Developing weak textured ultra-fine grained magnesium (Mg) alloys by friction stir processing (FSP)

Mg alloys after conventional rolling, extrusion and forging normally have strong deformed and/or recrystallised textures, which decreases formability and introduces strong anisotropy behaviour. The strength and formability trade-off is more evident in Mg due to its hexagonal close packed (HCP) crystal structure. Grain size has been recognised as a critical factor influencing nearly all aspects of properties. Grain refinement, surface chemistry and texture are recognised to be three key factors to determine corrosion resistance behaviour. Severe plastic deformation(SPD) methods were developed to produce ultra-fine grained (UFG) alloys to improve strength, ductility and corrosion resistance. However, most current SPD methods cannot produce industry-scale components and need a large investment in tool design to endure repetitive high loads. Although some developed SPD methods (e.g., accumulative roll bonding) can manufacture large size work-pieces, they cannot avoid the formation of strong basal texture as with conventional processing in Mg alloys, resulting in anisotropic mechanical and corrosion behaviour. Hence there is a key need for the exploitation of novel cost-effective SPD routes to produce novel UFG Mg alloys with weak texture.

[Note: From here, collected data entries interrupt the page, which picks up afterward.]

PR #1365, opened 2021-05-06
Combine supported and recommended requirements

DominikaK:
| Question      | Answer
| ------------- | ---
| JIRA Ticket   | https://issues.ibexa.co/browse/IBX-313
| Versions      | all, with PHP 7.3 only for 1.13

### DIFF
--- a/docs/getting_started/requirements.md
+++ b/docs/getting_started/requirements.md
@@ -31,8 +31,7 @@ event MPM is recommended, if you need to use prefork you also need the `mod_php`
 
 ## PHP
 
-- 7.3
-- 7.4 (recommended)
+- 7.4
 
 ### PHP packages
 
@@ -79,7 +78,7 @@ event MPM is recommended, if you need to use prefork you also need the `mod_php`
 
 ## Asset manager
 
-- `Node.js` 10.22 or higher
+- `Node.js` 12 or higher
 - `yarn` 1.15.2 or higher
 
 ## Browser


DominikaK:
@glye: just making sure: this applies to all versions, back until 1.13?

glye:
Sorry, to clarify: We don't want to bump the _minimum requirements_ to 7.4, they should stay as they are. But we want to make it clear that support goes _up to_ 7.4, which is useful information since php 7.2 is EOL. This is what you meant, right @lserwatka?

I had a closer look at the pages, and it seems only 1.13 has a lower max than 7.4, it stops at 7.2. So only this page would need a change, then.

Should we run it through QA, or are we sure 1.13 is good with 7.4, @lserwatka?

DominikaK:
We actually list both 7.3 and 7.4 as "supported setups", we never name the minimum, crafty us ;) . So the question is, is 7.4 "recommended", or is it still 7.3?

Of course, another question is, does the "recommended" vs "supported" setups division on the page make sense in the longer run.
Wouldn't just one table with ranges (7.3-7.4 or whatever) be better?

glye:
LS said _"We can even state that we are always recommending latest supported by our product PHP version, so in this case 7.4. Version 8.0 is not supported yet."_
I like your idea of a supported range, plus the general statement that we recommend the most recent in that range.

1.13 is still an open question. Currently it lists php 7.0 and 7.2, but not 7.1. Could we safely extend this to the hole range of 7.0-7.4?

lserwatka:
Yes, we need a rage. We need to keep min supported version as stated in the composer.json. So don't change it.

As for 1.13 we need confirmation from @micszo

lserwatka:
We should always recommend latest supported by our product PHP version. I don't think this split makes sense anymore @DominikaK You can merge it and always recommend latest version.

DominikaK:
I've combined supported and recommended requirements into one set with ranges, but we'll need QA to verify if all the versions are correct.

docs/getting_started/requirements.md
```diff
@@ -6,119 +6,108 @@ The following server requirements cover both running the software on-premise and
...
-
-
-### Development and Experimental setups
-
-[[= product_name =]] can theoretically run and execute on many more setups than the ones listed as recommended and supported, including any [operating system supported by PHP](https://wiki.php.net/platforms), on a PHP 7.3 version or higher that pass the [Symfony requirements](http://symfony.com/doc/5.0/reference/requirements.html), using cache solutions technically supported by [Symfony Cache component](https://symfony.com/doc/5.0/components/cache/cache_pools.html), using databases supported by [Doctrine DBAL](https://www.doctrine-project.org/projects/doctrine-dbal/en/2.9/reference/configuration.html#driver), and using a binary file storage solution supported by [FlySystem](https://github.com/thephpleague/flysystem#adapters).
+The minimal setup requires PHP,  MySQL/MariaDB, Apache/Nginx, Node.js and `yarn`.
+Recommendation for production setups is to use Varnish/Fastly, Redis/Memcached, NFS/EFS/S3 and Solr/Elasticsearch in a [clustered setup](../guide/clustering.md).
 
-Examples of Development setups:
+Using the latest supported version or each product or component is always recommended.
```
glye, line 12:
```suggestion
Using the latest supported version of each product or component is always recommended.
```

glye: Do we need to clarify "latest supported **by us**"? I mean, php 8 is supported by php but not by us.

docs/getting_started/requirements.md
```diff
@@ -6,119 +6,108 @@ The following server requirements cover both running the software on-premise and
...
+## DBMS
+
+- MariaDB 10.3, 10.4 (optionally 10.2 - deprecated)
+- MySQL 8.0 (optionally 5.7 - deprecated)
+- PostgreSQL 10+
+
+## PHP
+
+- 7.3
+- 7.4
```
glye, line 35: Should we add a "(recommended)" here for 7.4?

docs/getting_started/requirements.md
```diff
@@ -6,119 +6,108 @@ The following server requirements cover both running the software on-premise and
...
 
-These setups have been undergone some additional manual testing and is known to work.
+- Linux ext4 / XFS
 
--   Mozilla® Firefox® most recent stable version
--   Google Chrome™ most recent stable version
+## Package manager
 
-### Supported browsers
+- Composer 2.0.8 or higher
```
glye, line 78:
```suggestion
- Composer 2.0.13 or higher
```
There's a security issue fixed in this version.

docs/getting_started/requirements.md
```diff
@@ -6,119 +6,108 @@ The following server requirements cover both running the software on-premise and
...
+
+## Asset manager
+
+- `Node.js` 10.22 or higher
+- `yarn` 1.15.2 or higher
+
+## Browser
+
+[[= product_name =]] is developed to work with *any* web browser that support modern standards, on *any* screen resolution suitable for web, running on *any* device. However for the Editorial and Administration User Interfaces you'll need; a minimum of 1366-by-768 screen resolution, a desktop or tablet device, and a recommended/supported browsers found below.
```
glye, line 87:
```suggestion
[[= product_name =]] is developed to work with *any* web browser that support modern standards, on *any* screen resolution suitable for web, running on *any* device. However for the Editorial and Administration User Interfaces you'll need; a minimum of 1366-by-768 screen resolution, a desktop or tablet device, and a recommended/supported browser among the ones found below.
```

glye (changes requested):
Some comments (some are optional), but looks good. Seems to be the right direction. Given all the pink vs. green here, is the page shorter overall? That's also good.

docs/getting_started/requirements.md
DominikaK, line 12:
```suggestion
Using the latest listed version of each product or component is always recommended.
```

DominikaK: Probably, let's make it completely clear

DominikaK:
>Given all the pink vs. green here, is the page shorter overall?

docs/getting_started/requirements.md
glye: This is covered by the "Using the latest listed version of each product or component is always recommended." I guess?

docs/getting_started/requirements.md
glye: I realise now that the "Using the latest listed version of each product or component is always recommended." makes this kind of redundant. But it doesn't hurt either, now that it's there. 🤷‍♂️

glye (approved):

docs/getting_started/requirements.md
```diff
@@ -6,119 +6,90 @@ The following server requirements cover both running the software on-premise and
...
+- ImageMagick
+- GD
 
-[[= product_name =]] is developed to work with *any* web browser that support modern standards, on *any* screen resolution suitable for web, running on *any* device. However for the Editorial and Administration User Interfaces you'll need; a minimum of 1366-by-768 screen resolution, a desktop or tablet device, and a recommended/supported browsers found below.
+## [Clustering](../guide/clustering.md)
 
-### Recommended browsers
+- Linux NFS or S3/EFS (for IO, aka binary files stored in content repository, not supported with legacy)
+- Redis 4.0+, 5.0 or higher (separate instances for session and cache, both using a `volatile-*` [eviction policy](https://redis.io/topics/lru-cache), session instance configured for persistence) or [Memcached](https://memcached.org/) 1.5 or higher
+- [Varnish](http://varnish-cache.org/) 6.0LTS with [varnish-modules](https://github.com/varnish/varnish-modules/blob/master/README.rst) or [Fastly](https://www.fastly.com/) using [the bundle provided with [[= product_name_exp =]]](../guide/http_cache.md#serving-varnish-through-fastly) (for HttpCache)
```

In general, the friction stir zone microstructure of Mg alloys is not homogeneous, resulting in different mechanical properties in different areas. For instance, texture distribution varies significantly in different areas of the stir zone. Our previous work proved the texture can be manipulated by adding the suitable alloying elements and optimising processing window to activate preferable recrystallisation nucleate site, induce solute segregation or concurrent precipitation to change the grain growth behaviour and texture evolution. The student will work with our industrial project partner TWI to address the texture issue in FSP. More specifically, controlling the recrystallisation behaviour and texture evolution by optimising the FSW parameters will be the particular focus of this project. At the same time, the student will develop machine learning models. The preliminary results will be fed into a valid machine learning model so that the experimental cost will be largely reduced for optimising FSP parameters. We will deeply investigate the synergy between alloy compositions in the new alloys (designed by a postdoc in our team) and processing parameters, thereby developing UFG Mg alloys with weak texture and produce industrial-scaled components.